> Brief: Every line from the start of the listing below through the line that contains "Screenshot 2024-04-10 at 7 23 06 PM" is to be reproduced word for word.

:: Supplied material

PR #2696, opened 2024-04-10
Fixes Image selection dropdown scroll issue

manaswinidas:
Closes: https://issues.redhat.com/browse/RHOAIENG-3412

## Description

Fixes the image selection dropdown scroll issue. Upgraded `SimpleDropdownSelect` component to PF5.

Screenshot 2024-04-10 at 7 23 06 PM

https://github.com/opendatahub-io/odh-dashboard/assets/22885912/3d8af954-c3cf-4d6c-8702-b14b5096b359

## How Has This Been Tested?

Try creating a workbench after creating many custom images using the `Notebook images` section in the `Settings` section in the Dashboard. You should see a scroll bar while trying to select images in the `Image selection`, which doesn't break the layout. 

## Test Impact

Fixed failing tests due to the PF5 migration. Added new tests for scrollable dropdown selection

## Request review criteria:

If you have UI changes: 

### DIFF
--- a/frontend/src/__tests__/cypress/cypress/support/commands/application.ts
+++ b/frontend/src/__tests__/cypress/cypress/support/commands/application.ts
@@ -1,6 +1,5 @@
 import { MatcherOptions } from '@testing-library/cypress';
 import { Matcher, MatcherOptions as DTLMatcherOptions } from '@testing-library/dom';
-
 /* eslint-disable @typescript-eslint/no-namespace */
 declare global {
   namespace Cypress {
@@ -27,6 +26,12 @@ declare global {
        */
       findDropdownItem(name: string | RegExp): Cypress.Chainable<JQuery>;
 
+      /**
+       * Finds a patternfly dropdown item by data-testid, first opening the dropdown if not already opened.
+       *
+       * @param testId the name of the item
+       */
+      findDropdownItemByTestId(testId: string): Cypress.Chainable<JQuery>;
       /**
        * Finds a patternfly select option by first opening the select menu if not already opened.
        *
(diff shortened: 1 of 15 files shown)


lucferbux (changes requested):
Ok a couple of things here:

Have you tested wether this fix the issue? I would think it's still happening if we still have the css.

We should have coverage with mockup data that might be recreating the issue, we can talk about that async if you want.

Is this refactor gonna help other instances of this? Maybe we should just fix the issue of the height and do the refactor in another issue OR just do the refactor in all the instances, but it's not a great idea having both components.

dpanshug (approved):
/lgtm

manaswinidas:
@lucferbux Fixed all test failures arising due to the migration. Added a new test to test scrollable dropdown selection as requested. Even manually tested the views on the pages, seems to work fine. The CSS file you mentioned seems to fix some width issues instead of height and I think it's required coz the extra padding persists if we remove that CSS. This is ready for review.

frontend/src/__tests__/cypress/cypress/support/commands/application.ts
```diff
@@ -27,6 +26,12 @@ declare global {
        */
       findDropdownItem(name: string | RegExp): Cypress.Chainable<JQuery>;
 
+      /**
+       * Finds a patternfly dropdown item by data-testid, first opening the dropdown if not already opened.
+       *
+       * @param testId the name of the item
+       */
+      findByDropdownItemId(testId: string): Cypress.Chainable<JQuery>;
```
christianvogt, line 34:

::::

> Result of this task:
PR #2696, opened 2024-04-10
Fixes Image selection dropdown scroll issue

manaswinidas:
Closes: https://issues.redhat.com/browse/RHOAIENG-3412

## Description

Fixes the image selection dropdown scroll issue. Upgraded `SimpleDropdownSelect` component to PF5.

Screenshot 2024-04-10 at 7 23 06 PM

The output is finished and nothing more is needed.